→ **Your instructions**: Starting at the top of the entries below, print each line exactly until the line with "### Summary" has been printed too.

Stored data
Content starts

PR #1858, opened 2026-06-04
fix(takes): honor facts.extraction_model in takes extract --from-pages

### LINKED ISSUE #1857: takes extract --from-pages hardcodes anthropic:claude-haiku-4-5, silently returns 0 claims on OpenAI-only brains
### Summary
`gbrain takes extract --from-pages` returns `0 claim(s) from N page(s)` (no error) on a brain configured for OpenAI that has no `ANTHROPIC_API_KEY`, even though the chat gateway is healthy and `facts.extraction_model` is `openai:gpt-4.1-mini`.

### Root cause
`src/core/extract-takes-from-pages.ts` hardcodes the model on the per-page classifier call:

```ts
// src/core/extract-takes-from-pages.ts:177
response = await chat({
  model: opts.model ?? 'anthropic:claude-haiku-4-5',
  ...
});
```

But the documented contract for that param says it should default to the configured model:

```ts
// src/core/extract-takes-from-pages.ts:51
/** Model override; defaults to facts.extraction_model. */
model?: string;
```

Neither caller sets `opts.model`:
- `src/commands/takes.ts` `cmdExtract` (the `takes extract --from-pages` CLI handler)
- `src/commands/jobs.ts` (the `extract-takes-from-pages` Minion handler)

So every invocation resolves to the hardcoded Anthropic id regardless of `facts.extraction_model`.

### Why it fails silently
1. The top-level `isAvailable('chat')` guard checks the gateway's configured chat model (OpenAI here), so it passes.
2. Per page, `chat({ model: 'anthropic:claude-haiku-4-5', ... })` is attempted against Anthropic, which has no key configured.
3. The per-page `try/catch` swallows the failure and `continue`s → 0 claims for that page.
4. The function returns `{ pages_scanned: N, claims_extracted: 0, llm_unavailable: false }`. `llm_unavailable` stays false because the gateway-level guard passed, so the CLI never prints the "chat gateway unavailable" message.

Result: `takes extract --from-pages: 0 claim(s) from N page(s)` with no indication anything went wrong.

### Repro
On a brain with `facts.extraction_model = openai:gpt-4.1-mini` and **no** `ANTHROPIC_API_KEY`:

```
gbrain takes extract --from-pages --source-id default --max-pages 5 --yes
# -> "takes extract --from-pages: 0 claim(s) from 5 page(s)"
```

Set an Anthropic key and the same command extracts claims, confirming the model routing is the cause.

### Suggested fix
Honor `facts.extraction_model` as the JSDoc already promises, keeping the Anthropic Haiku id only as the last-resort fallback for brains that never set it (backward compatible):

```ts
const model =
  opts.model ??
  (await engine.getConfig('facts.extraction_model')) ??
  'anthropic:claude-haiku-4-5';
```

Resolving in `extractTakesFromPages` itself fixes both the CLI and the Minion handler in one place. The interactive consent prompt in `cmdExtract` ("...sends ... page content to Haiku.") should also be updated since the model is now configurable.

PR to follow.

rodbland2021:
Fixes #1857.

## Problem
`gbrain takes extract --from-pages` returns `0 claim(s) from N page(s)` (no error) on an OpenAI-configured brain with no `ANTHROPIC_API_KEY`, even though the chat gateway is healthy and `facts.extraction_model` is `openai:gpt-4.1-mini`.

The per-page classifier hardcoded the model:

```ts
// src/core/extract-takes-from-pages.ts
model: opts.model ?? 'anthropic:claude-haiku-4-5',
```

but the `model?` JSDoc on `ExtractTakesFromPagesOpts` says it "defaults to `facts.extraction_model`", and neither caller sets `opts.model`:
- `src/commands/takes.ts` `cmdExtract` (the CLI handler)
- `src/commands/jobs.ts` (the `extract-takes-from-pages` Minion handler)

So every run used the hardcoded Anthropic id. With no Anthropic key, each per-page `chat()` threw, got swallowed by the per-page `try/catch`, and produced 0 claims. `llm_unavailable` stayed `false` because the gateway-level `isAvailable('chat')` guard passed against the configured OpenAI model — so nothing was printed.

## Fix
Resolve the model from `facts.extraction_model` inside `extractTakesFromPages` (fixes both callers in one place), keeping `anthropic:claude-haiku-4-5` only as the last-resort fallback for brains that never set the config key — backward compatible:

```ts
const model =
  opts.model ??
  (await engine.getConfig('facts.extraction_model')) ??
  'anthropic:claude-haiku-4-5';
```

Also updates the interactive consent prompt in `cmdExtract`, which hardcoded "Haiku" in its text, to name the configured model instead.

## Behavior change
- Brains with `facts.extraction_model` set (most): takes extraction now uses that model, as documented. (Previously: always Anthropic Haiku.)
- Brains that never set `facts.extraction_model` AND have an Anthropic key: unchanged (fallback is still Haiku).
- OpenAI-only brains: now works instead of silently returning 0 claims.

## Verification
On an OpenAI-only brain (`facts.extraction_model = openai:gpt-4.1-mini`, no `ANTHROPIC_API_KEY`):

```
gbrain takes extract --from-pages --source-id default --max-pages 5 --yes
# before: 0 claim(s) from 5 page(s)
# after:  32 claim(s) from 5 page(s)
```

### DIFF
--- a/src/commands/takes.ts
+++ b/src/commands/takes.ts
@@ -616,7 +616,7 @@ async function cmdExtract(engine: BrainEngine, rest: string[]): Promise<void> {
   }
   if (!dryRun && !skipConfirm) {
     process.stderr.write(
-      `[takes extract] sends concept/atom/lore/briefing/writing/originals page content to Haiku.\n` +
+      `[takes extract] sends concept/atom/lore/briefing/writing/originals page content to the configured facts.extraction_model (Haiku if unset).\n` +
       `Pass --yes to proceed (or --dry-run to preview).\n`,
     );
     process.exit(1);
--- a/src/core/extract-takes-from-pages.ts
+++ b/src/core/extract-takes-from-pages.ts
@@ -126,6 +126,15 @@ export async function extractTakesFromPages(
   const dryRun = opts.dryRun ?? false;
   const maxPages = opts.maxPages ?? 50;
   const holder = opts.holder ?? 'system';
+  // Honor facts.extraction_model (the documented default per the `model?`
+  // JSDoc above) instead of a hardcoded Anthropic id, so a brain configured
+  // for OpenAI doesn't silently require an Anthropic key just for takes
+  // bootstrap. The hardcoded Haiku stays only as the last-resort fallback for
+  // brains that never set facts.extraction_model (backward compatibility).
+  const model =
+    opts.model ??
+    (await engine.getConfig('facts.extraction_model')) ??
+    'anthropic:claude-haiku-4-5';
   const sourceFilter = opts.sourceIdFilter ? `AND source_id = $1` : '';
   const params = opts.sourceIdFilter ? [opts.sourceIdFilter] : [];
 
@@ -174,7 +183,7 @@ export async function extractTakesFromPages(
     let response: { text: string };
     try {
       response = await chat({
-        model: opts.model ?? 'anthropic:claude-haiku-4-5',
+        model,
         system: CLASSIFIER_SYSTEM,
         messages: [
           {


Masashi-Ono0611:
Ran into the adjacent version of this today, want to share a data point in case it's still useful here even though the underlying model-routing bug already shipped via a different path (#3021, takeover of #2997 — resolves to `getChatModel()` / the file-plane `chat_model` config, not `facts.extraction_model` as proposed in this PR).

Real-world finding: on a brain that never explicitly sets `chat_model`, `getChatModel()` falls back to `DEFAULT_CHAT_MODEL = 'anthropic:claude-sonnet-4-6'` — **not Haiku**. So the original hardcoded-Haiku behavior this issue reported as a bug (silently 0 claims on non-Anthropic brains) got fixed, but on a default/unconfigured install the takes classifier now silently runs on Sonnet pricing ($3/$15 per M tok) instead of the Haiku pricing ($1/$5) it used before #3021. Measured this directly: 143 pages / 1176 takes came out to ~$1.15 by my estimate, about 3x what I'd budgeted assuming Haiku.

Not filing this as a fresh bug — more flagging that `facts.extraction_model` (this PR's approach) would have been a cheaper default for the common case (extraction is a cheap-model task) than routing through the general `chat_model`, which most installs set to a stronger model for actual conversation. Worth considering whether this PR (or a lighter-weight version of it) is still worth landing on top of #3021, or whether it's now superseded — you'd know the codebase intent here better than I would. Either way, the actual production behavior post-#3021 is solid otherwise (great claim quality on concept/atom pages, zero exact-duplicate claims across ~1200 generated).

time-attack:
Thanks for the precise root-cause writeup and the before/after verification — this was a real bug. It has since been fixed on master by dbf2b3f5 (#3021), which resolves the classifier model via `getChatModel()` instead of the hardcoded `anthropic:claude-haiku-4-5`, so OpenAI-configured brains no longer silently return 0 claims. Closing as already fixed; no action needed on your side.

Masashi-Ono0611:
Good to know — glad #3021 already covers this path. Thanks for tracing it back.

Content ends

→ **Reply**:
PR #1858, opened 2026-06-04
fix(takes): honor facts.extraction_model in takes extract --from-pages

### LINKED ISSUE #1857: takes extract --from-pages hardcodes anthropic:claude-haiku-4-5, silently returns 0 claims on OpenAI-only brains
### Summary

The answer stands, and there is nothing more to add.